Abstract
Revision hip approaches can be divided into posterior, anterior, transgluteal, and transtrochanteric. The approach chosen is dictated by what needs to be exposed and the approaches with which the surgeon is comfortable.
The posterior approach remains posterior to the gluteus medius and protects the hip abductors. The disadvantage of a posterior approach is post-operative dislocation.
The direct anterior approach is currently enjoying popularity as a primary technique. Surgeons experienced in the primary technique are applying it to revision surgery. The anterior approaches also protect the hip abductors. The disadvantage is poor access to the posterior acetabular column and mobilisation of the femur to gain access to the femoral diaphysis.
Transgluteal approaches split the gluteus medius typically keeping the anterior portion of the medius intact with the vastus lateralis. Proximal exposure is limited by the superior gluteal nerve, which is 4cm above the tip of the trochanter. The disadvantage of the transgluteal approach is difficult access to the posterior acetabular column and occasional abductor weakness.

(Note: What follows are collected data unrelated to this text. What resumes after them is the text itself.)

PR #278, opened 2019-10-29
Use recursively merging to update the default schemas according to user schemas

st3107:
I am Songsheng Tao in Billinge group. I would like to recommend that we use the recursively merging of two nested dictionary to update the schemas instead of iterating the first two levels of keys. It will provide the user the freedom to add their own yaml files to db and add their own properties for the entries in yaml files.

### DIFF
--- a/regolith/main.py
+++ b/regolith/main.py
@@ -11,6 +11,7 @@ from regolith import commands
 from regolith import storage
 from regolith.builder import BUILDERS
 from regolith.schemas import SCHEMAS
+from regolith.tools import merge_nested_dicts
 
 DISCONNECTED_COMMANDS = {
     "rc": lambda rc: print(rc._pformat()),
@@ -255,20 +256,6 @@ def create_parser():
         help="If provided only validate that collection",
     )
     return p
-
-
-def merge_nested_dicts(dict0: dict, dict1: dict):
-    """Merge dict1 into dict0 recursively."""
-    for key in dict1.keys():  # iterate keys in dict1
-        if (key in dict0) and isinstance(dict0[key], dict) and isinstance(dict1[key], dict):
-            # if the key is also in dict0 and both values are dictionary,
-            # recursively merge the sub-dictionary
-            merge_nested_dicts(dict0[key], dict1[key])
-        else:
-            # if the key is not in dict0 or either of the values is not dictionary,
-            # use value in dict1 to update the dict0
-            dict0[key] = dict1[key]
-    return
 
 
 def main(args=None):
--- a/regolith/main.py
+++ b/regolith/main.py
@@ -269,7 +269,6 @@ def main(args=None):
     rc._update(ns.__dict__)
     if "schemas" in rc._dict:
         user_schema = copy.deepcopy(rc.schemas)
-        print(user_schema)
         default_schema = copy.deepcopy(SCHEMAS)
         rc.schemas = update_schemas(default_schema, user_schema)
     else:
--- a/regolith/main.py
+++ b/regolith/main.py
@@ -2,7 +2,6 @@
 from __future__ import print_function
 import copy
 import os
-import collections
 from argparse import ArgumentParser, RawTextHelpFormatter
 
 from regolith.commands import INGEST_COLL_LU
--- a/regolith/main.py
+++ b/regolith/main.py
@@ -2,6 +2,7 @@
 from __future__ import print_function
 import copy
 import os
+import collections
 from argparse import ArgumentParser, RawTextHelpFormatter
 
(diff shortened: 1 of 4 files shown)


st3107:
@scopatz @CJ-Wright @sbillinge Hello, everyone. I would like to we use the recursively merging of two nested dictionary to update the schemas instead of iterating the first two levels of keys. Here is the PR. How do you think of it?

regolith/main.py
```diff
@@ -269,9 +283,7 @@ def main(args=None):
     if "schemas" in rc._dict:
         user_schema = copy.deepcopy(rc.schemas)
         rc.schemas = copy.deepcopy(SCHEMAS)
-        for k in user_schema:
-            for k2, v in user_schema[k].items():
-                rc.schemas[k][k2].update(v)
+        merge_nested_dicts(rc.schemas, user_schema)  # merge user schemas into the default schemas
```
sbillinge: I think we don't need the comment.  It can be deleted.

regolith/main.py
```diff
@@ -257,6 +257,20 @@ def create_parser():
     return p
 
 
+def merge_nested_dicts(dict0: dict, dict1: dict):
```
sbillinge: maybe remove type?

regolith/main.py
```diff
@@ -257,6 +257,20 @@ def create_parser():
...
+    """Merge dict1 into dict0 recursively."""
+    for key in dict1.keys():  # iterate keys in dict1
```
sbillinge: please remove comments, the intent should be interpretable from the code itself.

regolith/main.py
sbillinge: I wonder if this should be imported from ``tools.py``?

st3107: I put it in tools.

regolith/main.py
st3107: Comments are removed.

regolith/main.py
st3107: done.

regolith/main.py
st3107: done.

st3107:
Hello, @sbillinge . I add six test cases for the schemas updating function. They are in test_tools.py .  The other files will be further edited after we agree on the test cases.

I have a question about the use case: Shall we allow user to change the 'type' in the default schemas? For example, user changes the 'type' from 'string' to 'anyof_type': ['string', 'integer']?

sbillinge:
changing a type from 'string' to 'anyof_type: ['string, 'integer']' may not
be needed.  Such a change should probably be merged into the main regolith.

tests/test_tools.py
```diff
@@ -187,3 +187,257 @@ def test_number_suffix(input, expected):
...
+                },
+            },
+        },
+    },
+}
+
+USER_SCHEMA0 = {
+    "expenses": {
+        "itemized_expenses": {
+            "type": "list",
```
sbillinge: delete?

st3107:
Encounter some errors in tests. Need fix ...

st3107:
The failing of tests in travis is not due to my code. The master branch failed in the same way as my branch so the problem lies somewhere else.

scopatz:
Thanks @st3107! Can you help fix up the test suite please?

sbillinge:
@chiahaoliu and I dug around a bit and it looks as if it is a problem with migrating to python 3.8, which travis has done, but we haven't locally and tests are still passing.  Cerberus is giving an AttributeError so maybe something has been deprecated.  @st3107 can you dig around and see if you can figure out what is wrong; maybe talk to Tim if you need to?

sbillinge:
update, @chiahaoliu found that cerberus 1.3.7 won't work on Python 3.8.  Apparently cerberus 1.3.8 has been released but hasn't appeared on conda-forge yet.  So this should presumably resolve itself shortly.

sbillinge:
@st3107 the cerberus problems are now fixed.  Please can you push a new commit to generate a new build?  Maybe run black to check for syntax problems then commit and push?

st3107:
@scopatz @sbillinge The build passed. Could you merget the PR?

scopatz:
Thanks!

sbillinge:
@scopatz we want to set up CI on one of our databases and it needs the changes that are in this merged PR to work.  Would it be possible to do a minor release of regolith and push it to conda-forge for us?  Thanks so much.  There is one other PR that is ready for review that could be pulled in first, or not if it isn't ready.

Also, I should mention, that if you like I am happy to be given more rights on the regolith repo to replace CJ, but only if you are ready for that.

PR #279, opened 2019-11-23
adding helper functions because sometimes we want months as integer-like strings

sbillinge:
....but with leading zero's where necessary.

@scopatz this should be ready for review


sbillinge:
@scopatz it looks as if our cerberus problems are over.  Thanks for merging that conda-forge feedstock!  I will work to generate commits on all the PRs that should be passing.

scopatz:
Thanks!

PR #280, opened 2019-12-06
importing from collections.abc not collections

sbillinge:
@scopatz This should fix an out of date collections import in runcontrol.py


scopatz:
Thanks!

sbillinge:
:)

PR #302, opened 2020-02-11
fix for loss of support for syntax in jinja2

sbillinge:


sbillinge:
Our CI builds stopped working.  Tracked it down to a Jinja2 error where this syntax:
``  {{'p. ' + pub['pages'] if 'pages' in pub else ''}}``
was no longer working in Jinja2 2.11.1 but was working in 2.10.3

The fix is to wrap this line in an ``if pub['pages']:`` clause in the template.  This then works again, even though it is just different syntax for the same thing.

sbillinge:
@scopatz @CJ-Wright please could you take a quick look at this?

Our  build of our website (rg-=db-public) started failing and I traced it back to a change on conda-forge from jinja2 from 2.10.3 (working) to 2.11.1 (not working) that I could replicate locally, and then produced a change (wrapping the offending line in an explicit if-else-endif statement instead of the implicit one) which allowed the tests to pass locally with 2.11.1, so I want to merge this in, but then it produced a xonsh error deep down in the Travis process that I don't have too much idea about so this PR is now failing, but I am a bit stuck.  I wonder if it is something quick that you can see?

It would be greatly appreciated, because this is breaking everything on our database commits.....

Thanks so much

scopatz:
Thanks!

The advantage of both the anterior and transgluteal approaches is a lower dislocation rate.
All three approaches are acceptable for revisions that only require acetabular rim and proximal femoral exposure. More extensive exposure requires modifications to these approaches or the use of a transtrochanteric approach.
Transtrochanteric approaches are defined by the length of the osteotomy (conventional or extended) and if the vastus lateralis remains attached to the trochanteric fragment (slide).
Distally extended osteotomies improve access to the femur.
Osteotomies without a distal attachment to the lateralis can be retracted proximally thus improving exposure of the ileum.